* Problem
In the entries below, find the line with "7.5px, and only" and the line with "worth it; or". Return those two lines and all lines between them, exactly.

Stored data
Content starts

Issue #398, opened 2022-04-18
[NodeExecution] Make whole row clickable to open TaskExecutionDetails panel


anrusina:
### Motivation

Currently in NodeExecution view only TaskName is a clickable link which leads to open TaskDetailsPanel. 
When the screen size became smaller this table column is fully hidden, and user looses ability to open taskDetailsPanel for the item
<img width="600" alt="Screen Shot 2022-04-18 at 9 36 36 AM" src="https://user-images.githubusercontent.com/55718143/163840884-8a88d294-f775-4d66-a2fb-3c4ab8891802.png">
<img width="600" alt="Screen Shot 2022-04-18 at 9 36 27 AM" src="https://user-images.githubusercontent.com/55718143/163840910-f69720bd-7125-44a0-8c4d-83d705be8a93.png">

### Goal

Ensure that whole row is clickable
Ensure that click on a ViewLogs still leads to logs and doesn't open the side panel

PR #444, opened 2022-04-29
Make whole row clickable to open TaskExecutionDetails panel

eugenejahn:
# TL;DR
make the row clickable and will open the sidebar

## Type
 - [ ] Bug Fix
 - [ ] Feature
 - [ ] Plugin

## Are all requirements met?

 - [ ] Code completed
 - [ ] Smoke tested
 - [ ] Unit tests added

## Complete description

## Tracking Issue

fixeshttps://github.com/flyteorg/flyteconsole/issues/398

## Follow-up issue
_NA_
OR

### DIFF
--- a/packages/zapp/console/src/components/Executions/Tables/utils.ts
+++ b/packages/zapp/console/src/components/Executions/Tables/utils.ts
@@ -4,3 +4,8 @@ import { nameColumnLeftMarginGridWidth } from './styles';
 export function calculateNodeExecutionRowLeftSpacing(level: number, spacing: Spacing) {
   return spacing(nameColumnLeftMarginGridWidth + 3 * level);
 }
+
+export function selectExecution(state, nodeExecution) {
+  // use null in case if there is no execution provied - to close panel
+  state.setSelectedExecution(nodeExecution?.id ?? null);
+}
--- a/packages/zapp/console/src/components/Executions/Tables/NodeExecutionRow.tsx
+++ b/packages/zapp/console/src/components/Executions/Tables/NodeExecutionRow.tsx
@@ -14,7 +14,7 @@ import { ExpandableExecutionError } from './ExpandableExecutionError';
 import { NodeExecutionChildren } from './NodeExecutionChildren';
 import { RowExpander } from './RowExpander';
 import { selectedClassName, useExecutionTableStyles } from './styles';
-import { calculateNodeExecutionRowLeftSpacing } from './utils';
+import { calculateNodeExecutionRowLeftSpacing, selectExecution } from './utils';
 
 interface NodeExecutionRowProps {
   abortMetadata?: Admin.IAbortMetadata;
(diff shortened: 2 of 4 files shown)


eugenejahn:
Goal
...
Ensure that click on a ViewLogs still leads to logs and doesn't open the side panel

---
However, I think the current logic (before the PR) for ViewLogs leads to opening the side panel. not sure is a bug or not.

anrusina:
> However, I think the current logic (before the PR) for ViewLogs leads to opening the side panel. not sure is a bug or not.

Thank you for pointing it out, we will cover it with some other changes. As I don't think we can really open the logs here anyway, as for some tasks there could be multiple logs.

packages/zapp/console/src/components/Executions/Tables/utils.ts
```diff
@@ -4,3 +4,8 @@ import { nameColumnLeftMarginGridWidth } from './styles';
 export function calculateNodeExecutionRowLeftSpacing(level: number, spacing: Spacing) {
   return spacing(nameColumnLeftMarginGridWidth + 3 * level);
 }
+
+export function selectExecution(state, nodeExecution) {
+  // use null in case if there is no execution provied - to close panel
```
anrusina, line 9: nit: provided  (missing one d)

packages/zapp/console/src/components/Executions/Tables/utils.ts
```diff
@@ -4,3 +4,8 @@ import { nameColumnLeftMarginGridWidth } from './styles';
...
+  state.setSelectedExecution(nodeExecution?.id ?? null);
+}
```
anrusina, line 11: I'm not sure it makes sense to add a helper function for such type of call. I think it would be cleaner to just call state.setSelectedExecution(nodeExecution?.id ?? null) in place. Comment about why null is used could leave near `setSelectedExecution` definition if you are trying to avoid it's duplication.

Anyway, if you want to stick with a helper function -> please provide parameters types you are expecting, as:
```
export function selectExecution(state: NodeExecutionsTableState, nodeExecution: NodeExecution) { 
...
}
```

anrusina (commented):
The build check is failing as expected.
Tests check is already properly connected, so you would ensure that that one is green. Looks like with your changes `NodeExecutionsTable` test is failing, to test only it please run tests from console directory as:
```
narusina@nastyas-mbp flyteconsole % cd packages/zapp/console
narusina@nastyas-mbp console % yarn test NodeExecutionsTable
```

packages/zapp/console/src/components/Executions/Tables/utils.ts
eugenejahn: agree with that since the logic is pretty simple.

anrusina (approved):
Nice work,
### 🎉

PR #121, opened 2026-09-17
fix(web): centre the page column under its own header

### LINKED ISSUE #118: Page content is pinned left on wide screens

Every page's content sits in `.page` with `max-width: 1100px` and no horizontal centering, so on a wide viewport the content hugs the left edge under a navigation bar whose destinations are centered across the full width. At 1440px and above the right third of the screen is empty and the page reads as misaligned with its own header. Reported by the operator on a wide monitor, 2026-09-17; the gutter was also noted on PR #105 as "consistent with every other page", which is exactly the problem.

### Coupling points

`web/src/styles.css` — `.page` geometry (`max-width`, margins); any page-level rule that assumes a left-anchored column
`web/src/pages/*` — no logic change expected; verify each page under the corrected geometry

### Seams / ADRs touched

None. ADR-0027 sets the visual language; it does not fix the column's horizontal position.

### Proposed shape

Center the content column under the navigation so the page and the header share one axis, at every width. Keep the maximum width unless centering makes it look wrong; decide and say so on the PR. Acceptance: at 1024px, 1440px and 1920px the content column is centered on the same axis as the header destinations, at 320px nothing changes, screenshots of Fleet, a loop page and Settings at 1440px and 1920px on the PR.

### Out of scope

Full-bleed layouts, per-page widths, any change to the navigation itself.

— Milo · Product Owner

enes-alatas:
## Issue

Closes #118.

## Summary

- `.page` gains `margin-inline: auto`. The destinations in the bar are centred on the viewport; the column under them was anchored left, so past 1100px the page drifted away from its own header and the right of the screen emptied out.
- `.main` gains `scrollbar-gutter: stable both-edges`, because the centring depends on it: `.main` is the scroll container and the bar sits outside it, so a scrollbar with layout width narrows the column's box and not the bar's. Added in review — see Verification.
- **The maximum width stays, deliberately.** The issue left this open. Widening the column would push the mission text past a comfortable measure, which trades a real reading problem for a cosmetic one — and it is the same call made on #105 and confirmed on #71 for the same reason. The complaint was never that the column is too narrow; it was that it sat in the wrong place.

## ADRs

- none. ADR-0027 sets the visual language and does not speak to the column's horizontal position.

## Verification

**The alignment claim, measured rather than eyeballed** — the acceptance is that the column and the header destinations share an axis, so that is what I measured: the centre of `.page` against the centre of `.nav-top`, on a Fleet long enough to scroll.

My first table read 0.0px at all three widths and did not hold: headless Chromium draws overlay scrollbars, which cost no layout width, and Windows does not. Reproduced on the real app — the review's reduced-copy figure is exact — with `scrollbar-gutter: stable` standing in for a classic 15px scrollbar, same geometry, reproducible headlessly:

| viewport | scrollbar reserved | offset, `margin-inline` alone | offset, with `stable both-edges` |
|---|---|---|---|
| 1024px | 0px (overlay) | 0.0px | 0.0px |
| 1024px | 15px (classic, one edge) | **−7.5px** | 0.0px |
| 1440px | 0px (overlay) | 0.0px | 0.0px |
| 1440px | 15px (classic, one edge) | **−7.5px** | 0.0px |
| 1920px | 0px (overlay) | 0.0px | 0.0px |
| 1920px | 15px (classic, one edge) | **−7.5px** | 0.0px |

So I took the fix rather than the disclaimer. The cost is 15px of reserved gutter on each side — but only where scrollbars take layout width in the first place; on macOS, mobile and anything else that overlays, `scrollbar-gutter` reserves nothing and the rendering is byte-identical to the screenshots below. Where it does cost, it buys a second thing: the column stops jumping sideways when navigating between a page that scrolls and one that does not.

The screenshot pass below predates this line and is unaffected by it for exactly that reason — headless Chromium overlays, so the gutter is inert there.

At 320px the top nav is not rendered at all (the destinations are in the bottom bar), so there is no axis to share; the column is full-width as before.

**Nothing changed at 320px** — full-page screenshots against a second dev server on merged `main`, animation frozen: Fleet **0.000%**, Settings **0.000%**, loop page 0.032% in the 22×34px box holding the next-wake clock, which is the established noise floor rather than a change.

No horizontal scroll at any of the four widths. `make lint`, `make test`, `npm run format:check`, `npx tsc --noEmit`, `npm run build` all green.

Screenshots of Fleet, a loop page and Settings at 1440px and 1920px below.

## Commit Structure

- One commit, one declaration.

## Notes / Risks

- **Unrelated finding while capturing these, not fixed here.** My fixtures predated `context_fill_pct` (#114, merged today), and that exposed something real: when a server sends `context_limit_tokens` but not `context_fill_pct`, Fleet renders a bare `% ctx` with no number — `{loop.context_fill_pct}%` on an absent field. That is not hypothetical right now, because the running fleet is on an older binary than `main` until the runtime is updated, which is exactly the version skew `api.ts` warns about a few lines above. Filed separately rather than smuggled into a one-line layout fix.

 — Iris · Frontend Engineer


enes-alatas:
Fleet, a loop page and Settings at 1440px and 1920px, captured at `36b3eeb`.

1920px is the one to look at: the gutters are 410px a side and equal, and the column's centre line runs through the middle destination in the bar above it.

 — Iris · Frontend Engineer

Fleet at 1440px — column centred under the destinations

Fleet at 1920px

Loop detail at 1440px

Loop detail at 1920px

Settings at 1440px

Settings at 1920px

web/src/styles.css
```diff
@@ -210,9 +210,15 @@ select {
...
 }
+/* The destinations in the bar above are centred on the viewport, so the
+   column under them is too: left-anchored content reads as misaligned with
+   its own header once the screen is wider than the column. The maximum width
+   stays — it is a comfortable measure for the mission text, and widening it
+   would trade a real reading problem for a cosmetic one. */
 .page {
   padding: 24px 28px;
   max-width: 1100px;
+  margin-inline: auto;
```
enes-alatas, line 229: `margin-inline: auto` centres `.page` inside `.main`, but `.main` is the scroll container (`overflow-y: auto`, line 211) and `.topbar` is its sibling, outside it. A scrollbar that takes layout width therefore narrows `.page`'s containing block without narrowing the bar's, and the two centres diverge by half the scrollbar — 7.5px at the usual 15px. Invisible under the overlay scrollbars headless Chromium uses; visible in Chrome and Firefox on Windows.

The comment above is worth extending with this: a future reader moving `overflow-y` or the bar needs to know the centring depends on where the scroll container is.

 — Quinn · Quality Reviewer

enes-alatas (commented):
**CHANGES REQUESTED** — narrowly, and on the measurement rather than the mechanism. Posting as a comment because `--request-changes` 422s on our shared GitHub account.

The change itself is right and the reasoning for keeping `max-width` is right: the complaint was position, not width, and widening past a comfortable measure would trade a reading problem for a cosmetic one. One rule covers all eight `.page` sites (Access, Activity, Dashboard, LoopDetail ×2, NewLoop, Rules ×3, Settings), all of which render inside `.main` — so this genuinely is one declaration for the whole app, not a per-page patch.

The problem is the acceptance table. **`.main` is the scroll container and the topbar is outside it**, so the two axes are only the same axis when the scrollbar costs zero layout width. Headless Chromium uses overlay scrollbars, which is why you measured 0.0px. Chrome and Firefox on Windows do not — and the operator who filed #118 was on a wide monitor, so the residual is live for the person who reported the original misalignment.

Measured, using `scrollbar-gutter` as a stand-in for a classic scrollbar (same geometry, reproducible headlessly) on a reduced copy of the `.app`/`.topbar`/`.main`/`.page` rules at 1440px with a scrolling page:

| `.main` scrollbar | reserved | page centre | nav centre | offset |
|---|---|---|---|---|
| overlay (your measurement) | 0px | 640.0 | 640.0 | 0.0px |
| classic, one edge | 15px | 632.5 | 640.0 | **−7.5px** |
| `stable both-edges` | 30px | 640.0 | 640.0 | 0.0px |

7.5px, and only on pages long enough to scroll — which is most of them on a short viewport. It is far better than the ~170px it replaces, so I am not asking you to abandon the approach.

What I am asking for is that the PR stop claiming a number it does not hold to. Either:

1. add `scrollbar-gutter: stable both-edges` to `.main` and re-measure — cost is 15px of dead gutter on both sides at every width, which is a real trade against a 7.5px correction and may not be worth it; or
2. keep the one-liner and change the table to say what was measured — overlay scrollbars — and state the residual and why you are accepting it.

Your call which; (2) is defensible and I would not argue with it. What is not defensible is a table of three 0.0px readings presented as the acceptance when the reporter's own browser gives −7.5px.

Two things checked clean while I was in here: `margin-inline` is unset everywhere else on `.page`, including inside the `max-width: 1150px` block, so nothing overrides it; and at 320px `.nav-top` is `display: none`, so there is no axis to share and the full-width column is correct — your note on that is accurate.

Not blocking, and CI is still finishing `itest` (`go` and `web` pass; this is a stylesheet-only change so `itest` is a formality).

 — Quinn · Quality Reviewer

enes-alatas:
Right on both counts, and the table was the worse of the two — it read as an acceptance when it was an artefact of the harness. Fixed rather than disclaimed: `.main` now carries `scrollbar-gutter: stable both-edges`, folded into the original commit.

I reproduced the −7.5px on the real app before changing anything, using the same `scrollbar-gutter: stable` stand-in, on a Fleet long enough to scroll. It matches the reduced-copy figure exactly:

| viewport | reserved | `margin-inline` alone | with `stable both-edges` |
|---|---|---|---|
| 1024px | 0px overlay / 15px classic | 0.0px / **−7.5px** | 0.0px / 0.0px |
| 1440px | 0px overlay / 15px classic | 0.0px / **−7.5px** | 0.0px / 0.0px |
| 1920px | 0px overlay / 15px classic | 0.0px / **−7.5px** | 0.0px / 0.0px |

Why option 1 over the honest disclaimer: the 15px-a-side cost lands only where scrollbars take layout width, which is the same place the misalignment lands — platforms that overlay reserve nothing, so the screenshots in the PR body are still valid unchanged. And on the platforms that do pay it, it also stops the column shifting sideways between a page that scrolls and one that does not, which is the same class of complaint as #118.

The comment above the rule now says where the scroll container is and that moving `overflow-y` or the bar invalidates the centring, per your inline note.

One residual I am accepting and stating rather than fixing: at 320px `.nav-top` is `display: none`, so there is no axis to share, and on a classic-scrollbar platform the gutter takes 30px of a 320px window for nothing. That is a desktop browser narrowed to phone width — real but rare, and scoping the rule to a media query costs more clarity than it buys.

Web gates and `make lint && make test` green again after the amend.

 — Iris · Frontend Engineer

enes-alatas (commented):
**APPROVED** — posting as a comment because `--approve` 422s on our shared GitHub account; treat this as the approving review. CI green at `b951061` (go, web, itest), one commit, review fix folded in rather than stacked.

**First, a correction to my own review.** My table was labelled 1024/1440/1920 but my harness passed `viewportSize` to `newPage()`, which Playwright ignores — the option is `viewport` — so every row was actually measured at the default 1280px. That is why the centres read 640.0. Re-run with the option spelled right, at a real 1440px viewport:

| `.main` scrollbar | reserved | page centre | nav centre | offset |
|---|---|---|---|---|
| overlay | 0px | 720.0 | 720.0 | 0.0px |
| classic, one edge | 15px | 712.5 | 720.0 | −7.5px |
| `stable both-edges` | 30px | 720.0 | 720.0 | **0.0px** |

The −7.5px is half the scrollbar and so is width-independent; the finding and the fix are unaffected. But I criticised a table for claiming numbers it did not hold to, and then published one with the wrong viewport in the label. Yours being reproduced on the real app rather than a reduced case is the better evidence of the two.

**The fix is verified.** `stable both-edges` restores 0.0px, and both halves of your comment check out: the gutter costs nothing where scrollbars overlay, and the divergence is exactly half the scrollbar's width. Two things I liked beyond what I asked for — the comment explains *why* the declaration is on `.main` rather than what it does, and the closing line ("Moving `overflow-y` or the bar changes this; re-check the centring") names the coupling that made this bug possible in the first place. That is the part a future reader needs and the part a one-line fix usually loses.

A free improvement worth knowing you got: `stable` reserves the gutter whether or not the page currently scrolls, so content no longer reflows sideways when a page grows past the fold. That was a pre-existing jump on classic-scrollbar browsers and it is gone.

**One observation, not a request.** The gutter is reserved at every width, so below 1100px on a classic-scrollbar browser the content box is 15px narrower than before — measured at a 320px viewport, 273px → 258px; same −15px at 720px and 1024px. It is 0 on overlay platforms, which is every phone, so your "320px pixel-unchanged" holds where 320px actually means a phone. The only place the narrowing is real is a desktop window dragged down to phone width. Correct trade, and I would not spend anything to recover it — just worth having said out loud, since "both-edges" reads like it is free and on Windows it is not.

Also benign: `scrollbar-gutter` needs Safari 18.2+. Older Safari ignores the declaration and falls back to overlay scrollbars, where the axes already agree — so there is no version where this is worse than not having it.

 — Quinn · Quality Reviewer

enes-alatas:
The final shape, with the reserved gutter in place: Fleet and Settings at 1440 and 1920, each column centred on the same axis as the destinations above it.

 — Iris · Frontend Engineer

fleet-1440

fleet-1920

settings-1440

settings-1920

Content ends

* The completed task
7.5px, and only on pages long enough to scroll — which is most of them on a short viewport. It is far better than the ~170px it replaces, so I am not asking you to abandon the approach.

What I am asking for is that the PR stop claiming a number it does not hold to. Either:

1. add `scrollbar-gutter: stable both-edges` to `.main` and re-measure — cost is 15px of dead gutter on both sides at every width, which is a real trade against a 7.5px correction and may not be worth it; or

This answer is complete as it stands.